A incorporadora Helbor, por exemplo, tem mais de dez projetos com entrega prevista para 2023, a maioria de alto padrão na capital paulista. A companhia fundada por Henrique Borenstein dará prioridade às vendas de estoque dos edifícios em fase de conclusão em relação ao lançamento de produtos. As iniciativas incluirão repasse dos recebíveis dos clientes para o Bradesco com juros menores e aumento da fatia financiada, segundo o diretor de vendas da Helbor, Marcelo Bonanata.
“Os clientes percebem que o estoque tem valor mais vantajoso do que os lançamentos”, afirma o CEO da Mitre, Fabrício Mitre. Não se espera aumento relevante nos preços de imóveis, neste ano, mas as unidades a serem apresentadas e em construção serão reajustadas pela inflação. Em 2022, o Índice Nacional de Custo da Construção (INCC-M) – usado para reajustar as parcelas pagas pelos compradores até as chaves – subiu 9,4%.

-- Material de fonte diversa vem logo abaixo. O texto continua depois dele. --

PR #3110, opened 2024-01-22
chore: Add context to errors publishing to pubsub

stbrody:


ukstv (approved):

packages/core/src/pubsub/pubsub.ts
```diff
@@ -120,7 +120,7 @@ export class Pubsub extends Observable<PubsubMessage> {
               topic: this.topic,
               message: logMessage,
             })
-            this.logger.err(error)
+            this.logger.err(`Error received while publishing message to pubsub: ${error}`)
```
ukstv, line 123: Probably we should log a more meaningful error message like "An IPFS node bounced a duplicate message" if it is "validation ignored".

stbrody: Updated

ukstv (approved):

PR #3111, opened 2024-01-23
Feature/ws2 2945 locking locked in model definition

JulissaDantes:
## Description

There is a requirement to enable users to create fields in the model that cannot be altered. This pull request introduces the logic to manage and identify such immutable fields, and it rejects any attempt to modify or update the value of these fields during a commit.


PaulLeCam (commented):
LGTM except the model definition change, I don't think it can be a required field unless the definition uses a new major version.

packages/stream-model/src/codecs.ts
```diff
@@ -274,6 +274,7 @@ export const ModelDefinitionV2 = sparse(
     interface: boolean,
     implements: array(streamIdString),
     schema: ObjectSchema,
+    immutableFields: array(string),
```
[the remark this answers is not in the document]
JulissaDantes: Since not every Model will have locked fields this can be optional

packages/stream-model-instance-handler/src/model-instance-document-handler.ts
```diff
@@ -168,6 +167,7 @@ export class ModelInstanceDocumentHandler implements StreamHandler<ModelInstance
     const newContent = jsonpatch.applyPatch(oldContent, payload.data).newDocument
     const modelStream = await context.api.loadStream<Model>(metadata.model)
     await this._validateContent(context.api, modelStream, newContent, false)
+    await this._validateLockedFieldsUpdate(modelStream, payload)
```
stbrody, line 170: nitpick, but can we move this *into* `_validateContent`?

packages/stream-model-instance-handler/src/model-instance-document-handler.ts
```diff
@@ -312,4 +312,23 @@ export class ModelInstanceDocumentHandler implements StreamHandler<ModelInstance
       }
     }
   }
+
+  /**
+   *  Helper function to validate if locked fields are being mutated
+   */
+  async _validateLockedFieldsUpdate(model: Model, payload: any): Promise<void> {
+    if ('immutableFields' in model.content) {
```
stbrody, line 320: nitpick: you can early return like you do if the array is empty, and save an indentation layer.

packages/stream-model-instance-handler/src/model-instance-document-handler.ts
```diff
@@ -312,4 +312,23 @@ export class ModelInstanceDocumentHandler implements StreamHandler<ModelInstance
...
+      // No locked fields
+      if (model.content.immutableFields.length == 0) return
+
+      for (const lockedField of model.content.immutableFields) {
+        const mutated = payload.data.some(
+          (entry) => entry.op === 'replace' && entry.path.split('/').pop() === lockedField
```
stbrody, line 326: hmm... this makes me nervous.  Are we sure that "replace" is the only way jsonPatch could update a field?  Like, what if the locked field is an array and we try to push a new value into that array?  Can we just error if the field shows up in the payload at all, regardless of "op" type?  Ideally I'd prefer if we didn't have to understand and parse the jsonPatch encoding format at all, but I don't know of a way to do a general-purpose type-aware equality check in javascript, so this might be the best we can do for now.

This also makes me realize we should also have some additional unit tests for different types of updates rather than just full replacement of a string. E.g: add a field to an array, add a field to a sub-object, remove the field, change the type of a value (like from the number `1` to the string "1", on a field where the schema from the Model allows the field to be a number or a string), etc.

stbrody (changes requested):

packages/stream-model-instance-handler/src/model-instance-document-handler.ts
JulissaDantes: You are correct; we do not genuinely care about the type of mutation being performed. If it is present in the payload, we assume that an attempt to make a change is being made.

packages/stream-model-instance-handler/src/model-instance-document-handler.ts
```diff
@@ -218,7 +217,8 @@ export class ModelInstanceDocumentHandler implements StreamHandler<ModelInstance
     ceramic: StreamReader,
     model: Model,
     content: any,
-    genesis: boolean
+    genesis: boolean,
+    payload?: any
```
PaulLeCam, line 221: Could you type the `payload` here please? I think it should be an array of `Operation` from https://github.com/Starcounter-Jack/JSON-Patch/blob/master/src/core.ts#L13

PaulLeCam (changes requested):

packages/stream-model-instance-handler/src/model-instance-document-handler.ts
JulissaDantes: jsonpatch doesnt export the Operation type so i created an equivalent one to be able to type the payload argument.

PaulLeCam (approved):
Thanks for the change!

stbrody (changes requested):
looks like we're still missing the extra test coverage I requested here: https://github.com/ceramicnetwork/js-ceramic/pull/3111#discussion_r1463960613

I'm still worried about how this will work with embedded objects and arrays.

For example, if you have doc like:
```
{
  name: 'spencer'
  address: {
    street: 'main',
    city: 'Boston',
    state: 'MA',
  }
}
```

Como existe o risco de a Selic ainda ter alguma elevação antes de voltar a cair, a compra de um imóvel pronto novo ou usado, neste momento, pode assegurar uma taxa melhor do que a dos próximos meses, caso seja necessário um novo aumento para controlar a inflação. Os juros do crédito imobiliário não são indexados pela Selic, mas a taxa básica funciona como um parâmetro para a cobrança do custo de financiamento pelos bancos.